The importance of cyber capabilities is appreciated by people at the highest levels of power in China. The CEO of the country's biggest cybersecurity company criticized Chinese researchers doing work outside the country and urged them to stay in China. His company was linked to a hacking campaign against the country's Uyghur minority.

The state's security and intelligence agencies were prioritized over the companies whose software is not secure, as a wave of stricter regulations followed.

Dakota Cary is an analyst at Georgetown's Center for Security and Emerging Technology.

Chinese cyber researchers have been banned from attending international hacking events. A hacking contest pits some of the world's best security researchers against one another in a race to find and exploit powerful vulnerabilities in the world's most popular tech. Prizes worth hundreds of thousands of dollars are given to people to identify security flaws.

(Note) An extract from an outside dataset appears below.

PR #504, opened 2026-05-22
Inject session identity header for session replay requests 

### LINKED ISSUE #492: Inject session identity header for session replay requests

When running OTel trace replay, inject the session ID into outgoing HTTP request headers so the model server or gateway can identify which trace session a request belongs to.

Currently, `session_id` is set on each request internally for metrics and local observability but is never sent to the model server, not in HTTP headers and not in the request body. This change adds a configurable `session_id_header_key` in `OTelTraceReplayConfig` that, when set, sends `session_id` as a header on every outgoing request. The header key is user-defined, making it compatible with any server or gateway that accepts a session identity header. The change is opt-in and scoped to OTel trace replay only.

Chinese researchers need approval if they want to go to international competition. They have to submit all their information to government authorities, including any knowledge of software vulnerabilities they might be planning to exploit. No other country has such tight control over such a large and talented class of security researchers.

This mandate was expanded with regulation requiring all software security vulnerabilities to be reported to the government first, giving Chinese officials unparalleled early knowledge that can be used for defensive or offensive hacking operations.

The Chinese government gets right of first refusal when it comes to vulnerability research, according to the senior vice president of intelligence at CrowdStrike.

The Log4j vulnerability was reported to developers at Apache by an employee of the Chinese cloud computing giant. The result was a public punishment and implicit warning for anyone else who was thinking of doing the same thing.

China's policies have an impact outside the country.

Over the last decade, the bug bounty model has provided millions of dollars to build a global community of researchers who find software security vulnerabilities and are paid to report them. American companies host marketplaces where any tech firm can put its own products up for close examination in exchange for bounties.

China is near the top in alerting American firms to vulnerabilities in their software. Cary said in his testimony that an American firm had told him that Chinese researchers would get $4 million in 2021. The Chinese researchers help the American companies. The companies can fix a bug if the researchers report it. Since the bounty programs began booming in popularity a decade ago, that has been the status quo.

As the Chinese government tightens control, this multimillion-dollarecosystem is now delivering a steady stream of software vulnerabilities to Chinese authorities at no cost to Beijing.

Cary says that the policy that researchers must submit vulnerabilities to the Ministry of Industry and Information Technology creates an incredibly valuable pipeline of software capabilities for the state.

Robot Hacking Games

The Cyber Grand Challenge was a competition held by the US Defense Advanced Research Projects Agency.

The Pittsburgh company ForAllSecure won by exploiting software security vulnerabilities. The technology is being used in all military branches. The defensive and offensive possibilities were obvious to everyone watching.

Since 2016 the program has not been run by DARPA. According to Cary's research, China has put on at least seven robot hacking games competition in the last year. The Chinese military has drawn teams from all over to compete. There are official documents that tie automated discovery of software vulnerabilities to China's national goals.

The CEO of the company said that vulnerability discovery tools were for China.

Whoever masters the automatic vulnerability mining technology will have the first chance to attack and defend the network. He claimed that his company had developed a fully automated vulnerability mining system.

Chinese officials at the highest level have been able to see an American success and then make their own, like the robot hacking games.

Cary says that China has studied the US system, copied its best attributes, and expanded the scope and reach.

The US-China rivalry continues to function as the defining relationship of the 21st century, and cyber will play an outsize role in what China's leaders call a new era.

In that new era, Xi’s stated goal is to make China a “cyber superpower.” By any measure, he’s done it.